### Task to complete
Would you retype the listing below exactly as given?

### Recorded data
· · · ·
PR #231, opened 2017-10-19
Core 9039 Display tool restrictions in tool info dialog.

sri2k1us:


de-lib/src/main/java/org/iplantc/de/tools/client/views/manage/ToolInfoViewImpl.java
· · · ·
### Problem solution
PR #231, opened 2017-10-19
Core 9039 Display tool restrictions in tool info dialog.

sri2k1us:


de-lib/src/main/java/org/iplantc/de/tools/client/views/manage/ToolInfoViewImpl.java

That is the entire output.